- **Provided material**:
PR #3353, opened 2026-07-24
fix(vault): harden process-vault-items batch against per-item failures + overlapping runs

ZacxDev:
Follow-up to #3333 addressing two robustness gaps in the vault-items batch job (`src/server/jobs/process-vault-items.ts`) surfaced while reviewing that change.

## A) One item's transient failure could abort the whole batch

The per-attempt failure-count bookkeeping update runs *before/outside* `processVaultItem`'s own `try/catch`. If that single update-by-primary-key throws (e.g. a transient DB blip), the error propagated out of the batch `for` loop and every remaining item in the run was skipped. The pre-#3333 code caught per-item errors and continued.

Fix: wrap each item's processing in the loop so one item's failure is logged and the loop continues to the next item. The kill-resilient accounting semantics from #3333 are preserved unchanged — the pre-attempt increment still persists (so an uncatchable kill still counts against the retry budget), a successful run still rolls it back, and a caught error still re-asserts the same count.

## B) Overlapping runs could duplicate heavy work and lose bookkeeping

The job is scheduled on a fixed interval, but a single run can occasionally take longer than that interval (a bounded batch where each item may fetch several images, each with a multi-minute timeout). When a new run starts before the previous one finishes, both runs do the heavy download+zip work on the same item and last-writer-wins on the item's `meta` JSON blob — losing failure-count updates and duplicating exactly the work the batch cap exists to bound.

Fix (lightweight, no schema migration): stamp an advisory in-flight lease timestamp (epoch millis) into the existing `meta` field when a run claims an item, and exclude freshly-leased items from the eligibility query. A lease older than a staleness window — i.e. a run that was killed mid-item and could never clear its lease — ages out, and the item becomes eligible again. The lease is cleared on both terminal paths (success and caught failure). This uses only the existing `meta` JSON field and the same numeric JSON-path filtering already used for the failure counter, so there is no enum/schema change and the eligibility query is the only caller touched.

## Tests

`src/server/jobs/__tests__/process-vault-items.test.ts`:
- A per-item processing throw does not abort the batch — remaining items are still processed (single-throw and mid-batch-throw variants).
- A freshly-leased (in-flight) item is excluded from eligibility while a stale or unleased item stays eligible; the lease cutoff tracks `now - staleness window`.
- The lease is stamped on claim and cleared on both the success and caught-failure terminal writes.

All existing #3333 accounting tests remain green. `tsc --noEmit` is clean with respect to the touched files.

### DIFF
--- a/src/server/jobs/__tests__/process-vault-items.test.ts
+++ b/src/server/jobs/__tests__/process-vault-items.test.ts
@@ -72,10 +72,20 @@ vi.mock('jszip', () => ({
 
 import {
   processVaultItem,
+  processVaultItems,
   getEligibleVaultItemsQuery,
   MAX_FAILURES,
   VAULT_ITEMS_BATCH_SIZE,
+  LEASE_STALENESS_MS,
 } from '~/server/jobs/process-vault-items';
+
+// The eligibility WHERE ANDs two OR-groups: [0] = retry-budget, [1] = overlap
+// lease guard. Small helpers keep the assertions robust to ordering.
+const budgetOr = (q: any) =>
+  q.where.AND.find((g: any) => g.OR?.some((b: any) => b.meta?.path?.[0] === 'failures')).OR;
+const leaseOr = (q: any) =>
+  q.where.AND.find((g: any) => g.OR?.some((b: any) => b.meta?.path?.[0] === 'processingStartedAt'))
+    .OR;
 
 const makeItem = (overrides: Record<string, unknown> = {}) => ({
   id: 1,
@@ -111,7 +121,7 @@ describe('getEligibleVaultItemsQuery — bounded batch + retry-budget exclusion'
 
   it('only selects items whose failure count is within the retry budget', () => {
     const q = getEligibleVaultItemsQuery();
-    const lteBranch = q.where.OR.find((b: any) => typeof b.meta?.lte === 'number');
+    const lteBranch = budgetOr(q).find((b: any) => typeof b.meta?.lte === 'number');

- **Exercise**: Find the lines above with the word "against". Copy them out.

- **Completed task**:
fix(vault): harden process-vault-items batch against per-item failures + overlapping runs
Fix: wrap each item's processing in the loop so one item's failure is logged and the loop continues to the next item. The kill-resilient accounting semantics from #3333 are preserved unchanged — the pre-attempt increment still persists (so an uncatchable kill still counts against the retry budget), a successful run still rolls it back, and a caught error still re-asserts the same count.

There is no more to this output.